ACTION ITEM
Retype the full listing without altering anything.

RECORD SET
PR #3916, opened 2023-10-16
MagicStack: don't leave old targets on card ability

tool4ever:
image


forge-gui/res/cardsfolder/upcoming/clockwork_droid.txt
```diff
@@ -3,7 +3,7 @@ ManaCost:2
 Types:Artifact Creature Robot
 PT:3/1
 S:Mode$ OptionalAttackCost | ValidCard$ Card.Self | Trigger$ TrigEffect | Cost$ Exert<1/CARDNAME> | Description$ You may exert CARDNAME as it attacks. When you do, it can't be blocked this turn and you scry 1. (An exerted creature won't untap during your next untap step. To scry 1, look at the top card of your library. You may put that card on the bottom.)
-SVar:TrigEffect:DB$ Effect | StaticAbilities$ Unblockable | SubAbility$ DBScry
+SVar:TrigEffect:DB$ Effect | StaticAbilities$ Unblockable | SubAbility$ DBScry | SpellDescription$ When you do, it can't be blocked this turn and you scry 1.
```
Hanmac, line 6: Isn't this more like a TriggerDescription?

ANSWER TO THIS PROBLEM
PR #3916, opened 2023-10-16
MagicStack: don't leave old targets on card ability

tool4ever:
image


forge-gui/res/cardsfolder/upcoming/clockwork_droid.txt
```diff
@@ -3,7 +3,7 @@ ManaCost:2
 Types:Artifact Creature Robot
 PT:3/1
 S:Mode$ OptionalAttackCost | ValidCard$ Card.Self | Trigger$ TrigEffect | Cost$ Exert<1/CARDNAME> | Description$ You may exert CARDNAME as it attacks. When you do, it can't be blocked this turn and you scry 1. (An exerted creature won't untap during your next untap step. To scry 1, look at the top card of your library. You may put that card on the bottom.)
-SVar:TrigEffect:DB$ Effect | StaticAbilities$ Unblockable | SubAbility$ DBScry
+SVar:TrigEffect:DB$ Effect | StaticAbilities$ Unblockable | SubAbility$ DBScry | SpellDescription$ When you do, it can't be blocked this turn and you scry 1.
```
Hanmac, line 6: Isn't this more like a TriggerDescription?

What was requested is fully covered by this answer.